PROVIDED DATA
- - - - - - -

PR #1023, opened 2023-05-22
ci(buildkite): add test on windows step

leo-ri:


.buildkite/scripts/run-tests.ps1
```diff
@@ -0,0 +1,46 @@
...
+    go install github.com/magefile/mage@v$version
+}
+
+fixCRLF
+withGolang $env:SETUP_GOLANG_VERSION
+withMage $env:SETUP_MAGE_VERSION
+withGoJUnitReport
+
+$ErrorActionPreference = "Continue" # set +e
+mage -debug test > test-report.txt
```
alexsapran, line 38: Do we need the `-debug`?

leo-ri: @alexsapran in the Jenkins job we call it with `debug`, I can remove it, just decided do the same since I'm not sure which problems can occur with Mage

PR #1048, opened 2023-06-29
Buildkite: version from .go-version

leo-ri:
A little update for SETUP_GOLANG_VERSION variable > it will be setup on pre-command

- - - - - - -

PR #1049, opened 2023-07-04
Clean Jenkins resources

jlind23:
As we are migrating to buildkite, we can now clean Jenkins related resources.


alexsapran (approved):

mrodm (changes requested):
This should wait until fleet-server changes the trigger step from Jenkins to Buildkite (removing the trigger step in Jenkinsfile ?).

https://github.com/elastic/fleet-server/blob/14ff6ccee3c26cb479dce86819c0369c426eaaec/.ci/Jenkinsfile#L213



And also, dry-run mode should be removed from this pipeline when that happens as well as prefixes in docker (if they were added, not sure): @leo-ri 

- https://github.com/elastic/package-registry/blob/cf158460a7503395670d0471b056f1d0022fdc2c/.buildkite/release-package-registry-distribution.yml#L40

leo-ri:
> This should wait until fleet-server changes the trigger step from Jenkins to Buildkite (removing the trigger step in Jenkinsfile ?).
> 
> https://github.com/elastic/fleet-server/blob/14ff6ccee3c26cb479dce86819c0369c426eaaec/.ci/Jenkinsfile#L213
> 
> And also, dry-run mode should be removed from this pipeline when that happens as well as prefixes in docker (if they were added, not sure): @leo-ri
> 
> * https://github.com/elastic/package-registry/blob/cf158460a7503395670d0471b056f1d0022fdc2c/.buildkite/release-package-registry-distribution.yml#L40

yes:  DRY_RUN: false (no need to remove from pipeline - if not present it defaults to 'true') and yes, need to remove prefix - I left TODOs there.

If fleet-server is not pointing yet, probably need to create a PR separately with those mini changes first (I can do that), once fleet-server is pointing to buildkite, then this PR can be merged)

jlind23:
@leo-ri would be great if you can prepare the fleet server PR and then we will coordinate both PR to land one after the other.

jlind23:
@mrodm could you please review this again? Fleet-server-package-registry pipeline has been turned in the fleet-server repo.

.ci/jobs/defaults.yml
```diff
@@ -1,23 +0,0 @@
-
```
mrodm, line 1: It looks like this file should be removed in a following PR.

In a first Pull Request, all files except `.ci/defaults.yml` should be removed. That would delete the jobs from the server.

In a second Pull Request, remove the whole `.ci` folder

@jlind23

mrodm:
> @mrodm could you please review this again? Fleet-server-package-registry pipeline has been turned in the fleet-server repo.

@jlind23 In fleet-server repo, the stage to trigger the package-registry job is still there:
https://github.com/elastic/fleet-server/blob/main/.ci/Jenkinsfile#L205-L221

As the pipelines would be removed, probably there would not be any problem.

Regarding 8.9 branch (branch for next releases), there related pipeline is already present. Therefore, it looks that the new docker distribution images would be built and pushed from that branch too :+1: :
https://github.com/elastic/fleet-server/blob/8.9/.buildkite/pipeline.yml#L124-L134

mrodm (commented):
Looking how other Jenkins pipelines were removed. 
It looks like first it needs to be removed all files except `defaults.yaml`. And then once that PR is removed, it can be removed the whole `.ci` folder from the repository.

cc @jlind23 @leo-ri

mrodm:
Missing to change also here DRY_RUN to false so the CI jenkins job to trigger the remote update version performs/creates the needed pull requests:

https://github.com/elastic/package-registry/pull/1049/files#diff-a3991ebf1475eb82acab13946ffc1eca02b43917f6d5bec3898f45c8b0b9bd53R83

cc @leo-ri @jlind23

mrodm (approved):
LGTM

- - - - - - -

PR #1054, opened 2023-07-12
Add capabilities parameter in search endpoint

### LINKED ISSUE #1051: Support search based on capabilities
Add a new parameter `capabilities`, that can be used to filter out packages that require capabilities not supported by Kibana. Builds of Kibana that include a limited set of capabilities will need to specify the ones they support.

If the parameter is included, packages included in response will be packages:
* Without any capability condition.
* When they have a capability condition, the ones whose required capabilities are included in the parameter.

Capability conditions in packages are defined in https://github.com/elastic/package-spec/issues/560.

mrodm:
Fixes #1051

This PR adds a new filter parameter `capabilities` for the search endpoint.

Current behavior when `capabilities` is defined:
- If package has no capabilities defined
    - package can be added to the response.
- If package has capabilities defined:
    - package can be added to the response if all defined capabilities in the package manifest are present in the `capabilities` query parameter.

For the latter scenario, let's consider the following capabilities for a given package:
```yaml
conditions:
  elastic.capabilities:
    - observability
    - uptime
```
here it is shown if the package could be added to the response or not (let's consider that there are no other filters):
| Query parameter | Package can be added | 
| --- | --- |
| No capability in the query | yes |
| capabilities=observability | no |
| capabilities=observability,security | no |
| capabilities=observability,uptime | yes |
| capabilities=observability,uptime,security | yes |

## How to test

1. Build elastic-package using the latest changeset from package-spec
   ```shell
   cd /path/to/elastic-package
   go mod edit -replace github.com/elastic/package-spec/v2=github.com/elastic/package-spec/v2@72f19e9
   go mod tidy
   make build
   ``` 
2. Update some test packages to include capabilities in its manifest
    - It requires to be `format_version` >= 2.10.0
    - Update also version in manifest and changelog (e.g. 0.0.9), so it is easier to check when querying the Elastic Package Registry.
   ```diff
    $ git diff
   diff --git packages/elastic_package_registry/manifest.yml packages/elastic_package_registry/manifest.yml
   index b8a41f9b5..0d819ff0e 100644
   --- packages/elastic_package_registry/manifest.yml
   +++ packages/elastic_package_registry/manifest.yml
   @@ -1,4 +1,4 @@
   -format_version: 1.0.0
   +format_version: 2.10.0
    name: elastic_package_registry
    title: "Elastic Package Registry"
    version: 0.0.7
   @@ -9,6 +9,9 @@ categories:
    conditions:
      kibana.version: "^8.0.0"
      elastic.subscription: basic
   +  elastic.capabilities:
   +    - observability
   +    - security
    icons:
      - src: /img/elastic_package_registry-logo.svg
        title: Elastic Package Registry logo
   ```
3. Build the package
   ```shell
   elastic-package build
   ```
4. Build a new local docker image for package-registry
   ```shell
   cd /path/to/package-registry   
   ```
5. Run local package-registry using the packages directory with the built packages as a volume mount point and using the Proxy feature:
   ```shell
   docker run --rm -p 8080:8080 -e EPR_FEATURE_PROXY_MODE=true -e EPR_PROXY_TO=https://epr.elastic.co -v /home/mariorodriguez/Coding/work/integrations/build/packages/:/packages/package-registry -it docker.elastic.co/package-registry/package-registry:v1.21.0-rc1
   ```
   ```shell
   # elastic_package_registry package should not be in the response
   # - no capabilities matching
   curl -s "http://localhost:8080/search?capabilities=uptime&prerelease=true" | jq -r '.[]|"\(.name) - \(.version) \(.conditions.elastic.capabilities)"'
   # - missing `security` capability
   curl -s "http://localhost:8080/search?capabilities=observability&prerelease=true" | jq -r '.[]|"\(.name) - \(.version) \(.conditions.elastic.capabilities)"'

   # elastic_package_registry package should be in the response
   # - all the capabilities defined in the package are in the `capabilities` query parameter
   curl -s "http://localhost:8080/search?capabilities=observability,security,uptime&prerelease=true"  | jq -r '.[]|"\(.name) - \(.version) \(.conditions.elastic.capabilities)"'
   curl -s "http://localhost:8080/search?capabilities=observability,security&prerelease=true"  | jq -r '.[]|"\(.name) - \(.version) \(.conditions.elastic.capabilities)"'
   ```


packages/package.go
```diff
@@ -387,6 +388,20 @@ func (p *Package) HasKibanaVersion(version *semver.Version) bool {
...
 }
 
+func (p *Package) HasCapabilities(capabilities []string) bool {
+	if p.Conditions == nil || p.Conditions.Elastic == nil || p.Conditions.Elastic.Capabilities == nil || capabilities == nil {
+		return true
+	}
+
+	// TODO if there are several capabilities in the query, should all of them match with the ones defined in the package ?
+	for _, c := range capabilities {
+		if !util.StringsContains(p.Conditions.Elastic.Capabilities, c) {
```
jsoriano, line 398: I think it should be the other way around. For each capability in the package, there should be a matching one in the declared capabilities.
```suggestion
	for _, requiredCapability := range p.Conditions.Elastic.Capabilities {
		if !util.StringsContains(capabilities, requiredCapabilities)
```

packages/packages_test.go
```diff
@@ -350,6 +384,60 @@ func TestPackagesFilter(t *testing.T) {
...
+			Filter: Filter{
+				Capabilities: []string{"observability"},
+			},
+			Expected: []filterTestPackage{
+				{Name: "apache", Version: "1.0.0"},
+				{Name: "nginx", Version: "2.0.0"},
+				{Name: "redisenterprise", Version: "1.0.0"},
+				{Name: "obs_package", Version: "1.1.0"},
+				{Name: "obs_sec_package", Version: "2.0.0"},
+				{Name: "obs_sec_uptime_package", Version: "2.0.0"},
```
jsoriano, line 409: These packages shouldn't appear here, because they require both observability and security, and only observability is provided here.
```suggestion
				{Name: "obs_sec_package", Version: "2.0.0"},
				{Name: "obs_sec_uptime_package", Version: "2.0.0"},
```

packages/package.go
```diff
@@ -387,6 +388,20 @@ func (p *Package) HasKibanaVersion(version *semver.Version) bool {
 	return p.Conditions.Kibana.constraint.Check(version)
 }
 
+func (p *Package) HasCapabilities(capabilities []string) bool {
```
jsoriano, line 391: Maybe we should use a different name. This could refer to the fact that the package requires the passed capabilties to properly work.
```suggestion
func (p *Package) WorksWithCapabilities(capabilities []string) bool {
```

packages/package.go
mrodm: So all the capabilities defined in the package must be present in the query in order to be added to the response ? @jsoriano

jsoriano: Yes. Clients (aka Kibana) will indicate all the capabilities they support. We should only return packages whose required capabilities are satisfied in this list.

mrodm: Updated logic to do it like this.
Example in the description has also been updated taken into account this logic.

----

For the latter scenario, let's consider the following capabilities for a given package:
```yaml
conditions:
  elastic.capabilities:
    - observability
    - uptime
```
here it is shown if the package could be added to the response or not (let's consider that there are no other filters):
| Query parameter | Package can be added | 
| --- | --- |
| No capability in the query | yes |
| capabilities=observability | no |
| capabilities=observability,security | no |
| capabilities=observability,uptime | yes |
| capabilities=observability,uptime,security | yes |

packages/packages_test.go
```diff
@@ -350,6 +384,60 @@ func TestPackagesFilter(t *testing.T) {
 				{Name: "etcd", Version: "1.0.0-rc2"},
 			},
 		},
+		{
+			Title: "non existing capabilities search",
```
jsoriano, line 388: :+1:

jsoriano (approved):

- - - - - - -

WHAT TO PRODUCE
I need every line of the data that has the word "probably"; please list them.

SOLUTION TO THIS TASK
If fleet-server is not pointing yet, probably need to create a PR separately with those mini changes first (I can do that), once fleet-server is pointing to buildkite, then this PR can be merged)
As the pipelines would be removed, probably there would not be any problem.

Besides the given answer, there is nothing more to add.